Experimental determination of friction characteristics at the trabecular bone/porous-coated metal interface in cementless implants.

Abstract

An apparatus was developed to measure load-displacement friction properties at the cancellous bone/porous-coated metal plate interface. Bone cubes were obtained from different proximal regions of four resurfaced cadaveric tibiae. Three different porous-surfaced metal plates (one fiber mesh and two bead) and a smooth-surface metal plate were used. In the presence of a constant normal contact pressure (0.10, 0.15, or 0.25 MPa), a variable tangential load up to the maximum resistance of the interface was applied and both relative normal and tangential displacements were recorded. Repetitive and fatigue loadings were also considered.

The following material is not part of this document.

Issue #2792, opened 2024-07-05
Locust --config-users incompatibility with --headless 


Hchanni:
### Prerequisites

- [X] I am using [the latest version of Locust](https://github.com/locustio/locust/releases/)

Measured results show that the interface friction curve is highly nonlinear, exhibiting large relative tangential displacements in the range of 50-400 microns before the maximum load is reached. Relative displacements in the normal direction remain below 10 microns. The maximum resistance in friction is independent of the bone excision site, type of porous-surfaced metal plate, magnitude of normal load, placement of bone cubes on metal plates or vice versa, repetition of applied load, and conservation period of bone cubes in saline solution. The smooth-surfaced metal plate has significantly smaller friction resistance than porous-coated ones. The fatigue loading of up to 4000 cycles at 1 Hz, in the presence of 0.25 MPa contact pressure, slightly decreases the interface friction coefficient. Finally, the initial secant stiffness of the interface at 75% of the maximum resistance load is found to be larger for the bone cubes from the lateral and medial regions and for the metal plate with smooth surface.